**Exercise details:** In the data that follows, every line containing the word "first" should be returned.

=== Begin Enclosure ===

Issue #112, opened 2022-02-16
Improve internal `Resampler` and hide from the public API for now


orottier:
The current `Resampler` is of really low quality. It does not even perform linear interpolation and produces audible artifacts.

Two tasks which we deem necessary pre v1 release:
- [ ] rewrite to use linear interpolation
- [ ] drop it from the public API as it is not part of the spec. We may introduce it later in the `extra` mod. Users are advised to use a new `OfflineAudioContext` with `decode_audio_data` if they want to manually resample a buffer.

PR #116, opened 2022-02-18
Feature/resampling

b-ma:
Hey, 

related to #112 
- `Resampler` now lives in its own file in `media`
- `Buffer::resample` does a linear interpolation

The example `cargo run --example resampling` now sounds better with `decode_audio_data`

Between, I have made a rapid test with the `speex_resample` crate, that seems very slow for us I think and I have a strange bug on the right channel which just disappears. 

To be continued... (seems we will have to dig more on the `rubato` side)

### DIFF
--- a/src/buffer.rs
+++ b/src/buffer.rs
@@ -2,7 +2,7 @@
 use std::sync::Arc;
 
 use crate::render::AudioRenderQuantum;
-use crate::SampleRate;
+use crate::{assert_is_valid_number_of_channels, assert_is_valid_sample_rate, SampleRate};
 
 /// Options for constructing an [`AudioBuffer`]
 #[derive(Clone, Debug)]
@@ -33,9 +33,12 @@ impl AudioBuffer {
     ///
     /// # Panics
     ///
-    /// This function will panic if the channel count is zero.
+    /// This function will panic if:
+    /// - the sample rate is outside the range [8000, 96000]
+    /// - the number of channel is outside the range [1, 32]
     pub fn new(options: AudioBufferOptions) -> Self {
-        assert!(options.number_of_channels > 0);
+        assert_is_valid_sample_rate(options.sample_rate);
+        assert_is_valid_number_of_channels(options.number_of_channels);
 
         let silence = ChannelData::new(options.length);
 
@@ -51,15 +54,19 @@ impl AudioBuffer {
     ///
     /// # Panics
     ///
-    /// This function will panic if `samples` is an empty Vec or any of its items have different
-    /// lengths.
+    /// This function will panic if:
+    /// - the given sample rate is outside the range [8000, 96000]
+    /// - `samples` is an empty Vec
+    /// - any of its items have different lengths
     pub fn from(samples: Vec<Vec<f32>>, sample_rate: SampleRate) -> Self {
-        assert!(!samples.is_empty());
+        assert_is_valid_sample_rate(sample_rate);
+        assert_is_valid_number_of_channels(samples.len());
 
         let channels: Vec<_> = samples.into_iter().map(ChannelData::from).collect();
         if !channels.iter().all(|c| c.len() == channels[0].len()) {
             panic!("Trying to create AudioBuffer from channel data with unequal length");
         }
+
         Self {
             channels,
             sample_rate,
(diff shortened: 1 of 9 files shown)


src/buffer.rs
```diff
@@ -184,12 +181,6 @@ impl AudioBuffer {
         &mut self.channels[index]
     }
 
-    /// Modify every channel in the same way
```
orottier, line 187: For context of this method see #117 
It's fine that this is dropped now

src/buffer.rs
```diff
@@ -233,13 +224,14 @@ impl AudioBuffer {
         AudioBuffer::from_channels(channels, sample_rate)
     }
 
-    /// Resample to the desired sample rate.
```
orottier, line 236: Please leave the `///` in place. If you run rustdoc with `--document-private-items`, it's nice to have this available.
Also put the example usage in three slashes. Not sure why this was not the case already.

src/buffer.rs
```diff
@@ -249,7 +241,7 @@ impl AudioBuffer {
     //
     // assert_eq!(
```
orottier, line 242: Should be `assert_float_eq` now

src/media/resampling.rs
```diff
@@ -0,0 +1,141 @@
+use std::error::Error;
+
+use crate::buffer::{AudioBuffer, AudioBufferOptions};
+use crate::media::MediaStream;
+use crate::SampleRate;
+
+/// Sample rate converter and buffer chunk splitter.
```
orottier, line 7: The docs and example usage are now gone

orottier (changes requested):
Great work. I added a few comments to have a look at and will push a failing test case in a minute

src/lib.rs
```diff
@@ -137,6 +138,39 @@ impl AtomicF64 {
     }
 }
 
+/// Utility functions for arguments sanity check
+pub(crate) fn assert_is_valid_sample_rate(sample_rate: SampleRate) {
```
b-ma, line 142: I introduced these function, I thought it could be nice to have more of them to harmonize checks and errors messages (thinking about AudioParams timing arguments that should be checked at some point). Let me know if you agree with that, can be perfectly be moved in `buffer.rs`.

I tried to add them in `ConcreteBaseAudioContext::new` but that was crashing many tests, maybe for another PR if you think we should continue in this direction.

src/media/resampling.rs
b-ma: done!

src/buffer.rs
b-ma: done (there are ignored from `cargo test --doc` though)

b-ma:
Hey, just added other checks, example and documentation.

As a side note, we have a discrepancy with types here, i.e. `number_channel: usize` and `length: usize`, which should both be `u32` if we strictly follow the spec. Also this is inconsistent with other places of the code (e.g. `ConcreteBaseAudioContext`). I started to update that but it has many implications here and there so I just reverted back.

Not sure what we should decide though: `unsigned long` is `usize` or `u32`? As they are generally used to as indexes, maybe `usize` would make more sens somehow but I'm not really sure of all the implications of such choice. My only opinion here is that we should be very consistent and apply the same rule everywhere. Maybe creating and maintaining a map of the correspondances somewhere would be helpful? (maybe we have a similar problem with `&[f32]` and `Vec<f32>` at some places)

src/lib.rs
orottier: Looks great, let's do it this way indeed.

Few remarks:
- naming: `assert_is_valid_sample_rate` --> `assert_valid_sample_rate` (same for the others)
- could you document the panics in the docblock, so all callers can copy that in their docblock
- I think `8000 to 96000` is needlessly strict. We only need to guard for `>0` to prevent crashes, so let's do only that?

src/lib.rs
```diff
@@ -137,6 +138,48 @@ impl AtomicF64 {
...
+                sample_rate
+            );
+        }
+    }
+}
+
+pub(crate) fn assert_is_valid_number_of_channels(number_of_channels: usize) {
+    if number_of_channels == 0 || number_of_channels > MAX_CHANNELS {
+        panic!(
+            "NotSupportedError - Invalid number of channels: {:?} is outside range [1, 32]",
```
orottier, line 168: Can you replace the harcoded `32` with `{}` and a `MAX_CHANNELS` argument?
In theory, a later version could allow for more channels of course (either by forking and recompiling, or by introducing const generics ourselves)

b-ma: right, it's fixed

src/lib.rs
b-ma: ok done, I have added a comment about "real-life" sample rates in the doc block

orottier:
Great work, thanks!

Issue #117, opened 2022-02-19
Optimizations for AudioRenderQuantum when all channels are equal


orottier:
AudioRenderQuantum has a method `modify_channels` that modifies each channel in the buffer with the same function.
This allows for an optimization when all channels in the buffer are identical. In this case, the map function only needs to be applied once.
This is a useful optimization because buffers with equals channels occur very often inside the audio graph.
E.g. `OscillatorNode -> GainNode -> DestinationNode`. The GainNode will typically already upmix the oscillator output to two channels. The gain will then be applied twice but this is what we can optimize out.

The same optimization could theoretically apply for `AudioBuffer` (e.g. the resample method) but it practise the buffer will never contain channels that are the same `Arc`. There is no user space function that could get to that situation.

orottier:
Some initial work at https://github.com/orottier/web-audio-api-rs/commit/92ba3f03d741a95ce2013929c8d3f7548cda1fbc - showing it might not always be worthwhile

b-ma:
Yup, maybe a bit convoluted if the improvement is small.

One thing I've though about in the same vein, would be to bypass processing when input is silent. I don't think it would work for all nodes, but for many of them it could be quite a simple improvement. I wanted to start a proof of concept on the `GainNode` but failed to reproduce your flamegraph results in #129 (I think we should see the 7% falling down here). The graph I obtain is very different both in terms of results and layout when I run only the granular bench. Could you share your code and the command you used, so that we are on the same page here?

orottier:
> Yup, maybe a bit convoluted if the improvement is small.

We should rewrite the biquad, iir, stream_destination and many other nodes to use this optimization and see if they benefit from it. My theory is that applying gain is so efficient (32 SIMD instruction on already cached data), that we're only seeing noise right now.

> bypass processing when input is silent. 

Dealing with silent input would be exiting, definitely. The spec has a whole section on it that we ignore currently!
https://www.w3.org/TR/webaudio/#AudioNode-actively-processing

> share your code and the command

I used https://github.com/flamegraph-rs/flamegraph on a cpu-optimized (dedicated) 2 CPU droplet on Digital Ocean
Change cargo.toml
```
[profile.release]
debug = true
```
Then run
`cargo flamegraph --example some_example`

The code I used was the minimal runnable version of the "Granular synthesis" example. I don't have the code anymore, maybe we can start a branch and check our numbers and graphs again?

b-ma:
[...]

PR #118, opened 2022-02-21
benchmarks - first draft

b-ma:
Hey,

A first attempt to port some of the benchmarks from [https://github.com/padenot/webaudio-benchmark](https://github.com/padenot/webaudio-benchmark). 
It's in a really early stage, quite dirty in term of interface (I've used `termion` too but with much less success :) and I don't really know if it should live in the repo neither.

Anyway that's quite interesting to have some numbers, feel very free to hack into it!


orottier:
Hey, really cool stuff. It will definitely be beneficial to have a benchmark suite early in the process. Not just for the conference submission but also to see how performance develops over time.
What do you think of the results? Better / worse than you had expected?

A few remarks:
- benchmarks should definitely live in the repo. Either next to the unit tests or in a `benches/` folder
- benches are full class citizens just like tests in rust, see https://doc.rust-lang.org/1.16.0/book/benchmark-tests.html
- you should definitely use the `Bencher` class. Compilers are weird so you never know what you are profiling in your setup. Have a look at the black-box too
- The termion setup is cool but way too complicated I think. Just create dedicated bench function per item you would like to profile. And if you want to validate the outputs, just write a similar unit test.
- We can use the criterion crate if we want to make it look real sweet: https://crates.io/crates/criterion
- You can also leverage macro's for common stuff, check e.g. https://github.com/BurntSushi/rust-csv/blob/master/benches/bench.rs

Also there are some really simple optimizations still on the table: #117 #119, plus we should really do some flamegraph style profiling to check the current bottlenecks. So don't draw any big conclusions from the current results!

b-ma:
Hey, cool you like it! 

> What do you think of the results? Better / worse than you had expected?

Actually both at the same time :) We have of course lot of room for improvement compared to Firefox or Chrome, but nothing to be ashamed neither I guess. And I have the impression it gives some hints / confirms where are our big bottlenecks.

Few remarks on your remarks, I completely agree that we should try to create more proper benchmarks (e.g. using `Bencher`) on specific points (last time I tried it was a `nightly` feature, did it changed?), however I think this approach is also interesting / complementary because:
- It really gives a bird eye view of running "almost real-world" code compared to micro-benchmarks
(I don't think we can run into some weird compiler optimisation here because the output buffer is actually computed just as it would in a real application).
- I find the idea of comparing the offline rendering against real time really clever and interesting, its true that it is very coarse (more an order of magnitude than a precise result) but that's also a very simple and meaningful number.
- As the code is really a direct translation from the JS code (which is still in use in the Firefox CI apparently), we can very simply compare the results directly with the ones from browsers in a way that doesn't seems too biased, i.e. as the only thing that is measured here is the `offline_context.start_rendering` and as the rendered buffers are quite long (2s), hopefully the JS overhead tends to be marginal so we are almost comparing directly with the C++ rendering code.

In any case, I really agree with you that this approach doesn't have to be only one of course. If you think we should merge that at some point, probably we should rename the file to avoid confusion with more proper benches of course.

b-ma:
> hopefully the JS overhead tends to be marginal

Just thinking a good way to confirm that would be to do the same with the NodeJS bindings, will try to do that too if I can find the time.

examples/benchmarks.rs
```diff
@@ -0,0 +1,382 @@
...
+    let mut current_source: Option<AudioBufferSourceNode> = None;
+
+    // that's really dirty
+    let mut bytes = stdin.bytes();
+    loop {
+        let b = bytes.next().unwrap().unwrap();
+
+        match b {
+            // quit
+            b'q' => return,
```
orottier, line 350: Could you also listen for ctrl-c here? Was a bit surprised I could not kill the program.
Other than that, lets merge!

b-ma:
ok cool, I'll try to improve user experience (sort of :) and port all the tests I can, except for the convolution I think we can port all of them.

I let you know when I finished that

examples/benchmarks.rs
b-ma: it's there!
I have also improved the interface and interaction, let me know what you think

b-ma:
Hey, so except for the convolution we have all the cases now!

Seems to me that our main bottlenecks (kind of expected I guess) for now are the `Graph` parsing and the `AudioParam` automations. These 3 tests are interesting to show that, here we have around 206 sources registered in the graph + a gain for each source in the 2 first tests:

```
- 14      | Synth (Sawtooth with Envelope)             | 5601          | 21.4x
- 15      | Synth (Sawtooth with gain - no automation) | 4678          | 25.7x
- 16      | Synth (Sawtooth without gain)              | 2713          | 44.2x
```

The granular synth with `1500 * (osc + gain)` nodes is a quite extreme example too:

```
- 13      | Granular synthesis                         | 16020         | 0.5x          
``` 

Seems that the `AudioBufferSourceNode` has also some room for improvement.

Note that the way the tests are made introduce a kind of artificial bias because all nodes are registered before hand (leading to very huge graphs) which would not happen in a real-time situation where you would schedule your sources and gains on the fly. 

But in any case I think that's really interesting to have these numbers, quite happy with that :)

orottier:
Cool stuff all in all. Let's use some flamegraph profiling to look for current bottlenecks.
I have created a `Performance` label for issues: https://github.com/orottier/web-audio-api-rs/labels/Performance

=== End Enclosure ===

**Your solution:**
benchmarks - first draft
A first attempt to port some of the benchmarks from [https://github.com/padenot/webaudio-benchmark](https://github.com/padenot/webaudio-benchmark). 
Seems to me that our main bottlenecks (kind of expected I guess) for now are the `Graph` parsing and the `AudioParam` automations. These 3 tests are interesting to show that, here we have around 206 sources registered in the graph + a gain for each source in the 2 first tests:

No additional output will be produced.